Sehr geehrter Oberbürgermeister der Stadt Dresden Herr Dirk Hilbert,
ich wende mich - als jüdischer Deutscher und Nachfahre von Überlebenden des Holocausts - mit Bestürzung, Wut und Unverständnis an Sie. Während Sie entschieden haben am 9. November, dem Gedenktag an die Reichspogromnacht von 1938, die öffentliche Gedenkveranstaltung Ihrer Stadt abzusagen und sie in die Unsichtbarkeit einer stillen Kranzniederlegung zu verlagern, marschierten die rechtsradikalen Anhänger der Pegida-Bewegung durch die Straßen Ihrer Stadt. Wie kein anderer Gedenktag erinnert uns die Reichspogromnacht daran, wozu es führen kann, wenn Nationalsozialisten walten gelassen werden, während sich die Anständigen in der Stille ihrer Anständigkeit verstecken.
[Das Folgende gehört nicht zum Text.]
PR #5153, opened 2017-01-11
Change the type of the receiver in type methods from _any to the defining type

daviditen:
Change the type of the receiver for type methods from _any to the type of the
class/record/union that defined the method.  This prevents calling type
methods on types other than the one that defined them and allows overloading
type methods.

Removed two .futures.

### DIFF
--- a/compiler/passes/cleanup.cpp
+++ b/compiler/passes/cleanup.cpp
@@ -206,6 +206,20 @@ static void add_parens_to_deinit_fns(FnSymbol* fn) {
 }
 
 
+/* Change the type of the receiver in type methods from "_any" to
+   the type that defined the method.
+*/
+static void set_receiver_type_in_type_methods(FnSymbol* fn) {
+  if (fn->hasFlag(FLAG_METHOD) && fn->thisTag == INTENT_TYPE) {
+    if (TypeSymbol* ts = toTypeSymbol(fn->defPoint->parentSymbol)) {
+      if (fn->_this->type == dtAny) {
+        fn->_this->type = ts->type;
+      }
+    }
+  }
+}
+
+
 void cleanup(void) {
   std::vector<BaseAST*> asts;
   collect_asts(rootModule, asts);
@@ -227,6 +241,7 @@ void cleanup(void) {
         destructureTupleAssignment(call);
     } else if (DefExpr* def = toDefExpr(ast1)) {
       if (FnSymbol* fn = toFnSymbol(def->sym)) {
+        set_receiver_type_in_type_methods(fn);
         flatten_primary_methods(fn);
         change_cast_in_where(fn);
         add_parens_to_deinit_fns(fn);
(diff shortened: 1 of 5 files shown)


compiler/passes/cleanup.cpp
```diff
@@ -206,6 +206,20 @@ static void add_parens_to_deinit_fns(FnSymbol* fn) {
...
 
+/* Change the type of the receiver in type methods from "_any" to
+   the type that defined the method.
+*/
+static void set_receiver_type_in_type_methods(FnSymbol* fn) {
+  if (fn->hasFlag(FLAG_METHOD) && fn->thisTag == INTENT_TYPE) {
+    if (TypeSymbol* ts = toTypeSymbol(fn->defPoint->parentSymbol)) {
+      if (fn->_this->type == dtAny) {
+        fn->_this->type = ts->type;
+      }
```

An jenem Tag vor 82 Jahren brannten unsere Synagogen, lagen unsere jüdische Geschäfte in Trümmern, wurden jüdische Deutsche ermordet. Auch in Ihrer Stadt brannte die Synagoge am Hasenberg und „viele jüdische Geschäfte wurden gebrandschatzt und geplündert“. Das schreiben Sie selbst auf der offiziellen Webseite der Stadt Dresden. Wie kann es also sein, dass am Gedenktag an eben jene Nacht, in der die Rechtsradikalen der Vergangenheit mit der massenhaften Vernichtung des jüdischen Volkes begonnen haben, die Rechtsradikalen der Gegenwart ungestört inmitten Ihrer Stadt auflaufen und ihre menschenhassende Propaganda verbreiten können?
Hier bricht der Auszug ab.